Task to carry out: Nothing should be output except the lines from the top of the material below through the line that contains "I sampled the", each exactly as written.

BEGIN

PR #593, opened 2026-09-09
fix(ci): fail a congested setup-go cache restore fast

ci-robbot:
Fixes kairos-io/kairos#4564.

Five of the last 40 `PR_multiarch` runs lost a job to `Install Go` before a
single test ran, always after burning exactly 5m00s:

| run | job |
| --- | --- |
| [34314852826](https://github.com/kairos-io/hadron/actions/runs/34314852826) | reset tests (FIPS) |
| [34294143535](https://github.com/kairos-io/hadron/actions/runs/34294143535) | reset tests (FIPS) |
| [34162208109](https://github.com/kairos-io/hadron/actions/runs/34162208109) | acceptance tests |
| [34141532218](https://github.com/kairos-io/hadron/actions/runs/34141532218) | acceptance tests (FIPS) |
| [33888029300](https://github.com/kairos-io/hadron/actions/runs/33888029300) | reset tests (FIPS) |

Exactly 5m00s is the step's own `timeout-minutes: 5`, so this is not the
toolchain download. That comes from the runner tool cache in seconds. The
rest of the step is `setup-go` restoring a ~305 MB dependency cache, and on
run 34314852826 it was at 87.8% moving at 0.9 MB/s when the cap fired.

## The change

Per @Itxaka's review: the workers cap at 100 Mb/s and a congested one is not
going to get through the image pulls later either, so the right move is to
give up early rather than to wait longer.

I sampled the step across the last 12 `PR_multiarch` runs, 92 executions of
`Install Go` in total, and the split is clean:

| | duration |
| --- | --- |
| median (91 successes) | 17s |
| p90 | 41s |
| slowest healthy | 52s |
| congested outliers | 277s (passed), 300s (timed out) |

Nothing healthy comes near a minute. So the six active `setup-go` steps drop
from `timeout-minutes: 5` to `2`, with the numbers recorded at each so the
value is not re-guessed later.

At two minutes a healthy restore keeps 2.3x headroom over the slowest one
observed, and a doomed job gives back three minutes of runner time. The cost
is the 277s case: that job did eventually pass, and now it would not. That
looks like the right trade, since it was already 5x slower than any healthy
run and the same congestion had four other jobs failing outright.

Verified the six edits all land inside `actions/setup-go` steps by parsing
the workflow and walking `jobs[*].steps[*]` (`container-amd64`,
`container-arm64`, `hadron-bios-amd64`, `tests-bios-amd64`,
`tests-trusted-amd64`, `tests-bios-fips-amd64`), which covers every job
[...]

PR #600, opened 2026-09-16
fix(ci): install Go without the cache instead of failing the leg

END

Response box:
PR #593, opened 2026-09-09
fix(ci): fail a congested setup-go cache restore fast

ci-robbot:
Fixes kairos-io/kairos#4564.

Five of the last 40 `PR_multiarch` runs lost a job to `Install Go` before a
single test ran, always after burning exactly 5m00s:

| run | job |
| --- | --- |
| [34314852826](https://github.com/kairos-io/hadron/actions/runs/34314852826) | reset tests (FIPS) |
| [34294143535](https://github.com/kairos-io/hadron/actions/runs/34294143535) | reset tests (FIPS) |
| [34162208109](https://github.com/kairos-io/hadron/actions/runs/34162208109) | acceptance tests |
| [34141532218](https://github.com/kairos-io/hadron/actions/runs/34141532218) | acceptance tests (FIPS) |
| [33888029300](https://github.com/kairos-io/hadron/actions/runs/33888029300) | reset tests (FIPS) |

Exactly 5m00s is the step's own `timeout-minutes: 5`, so this is not the
toolchain download. That comes from the runner tool cache in seconds. The
rest of the step is `setup-go` restoring a ~305 MB dependency cache, and on
run 34314852826 it was at 87.8% moving at 0.9 MB/s when the cap fired.

## The change

Per @Itxaka's review: the workers cap at 100 Mb/s and a congested one is not
going to get through the image pulls later either, so the right move is to
give up early rather than to wait longer.

I sampled the step across the last 12 `PR_multiarch` runs, 92 executions of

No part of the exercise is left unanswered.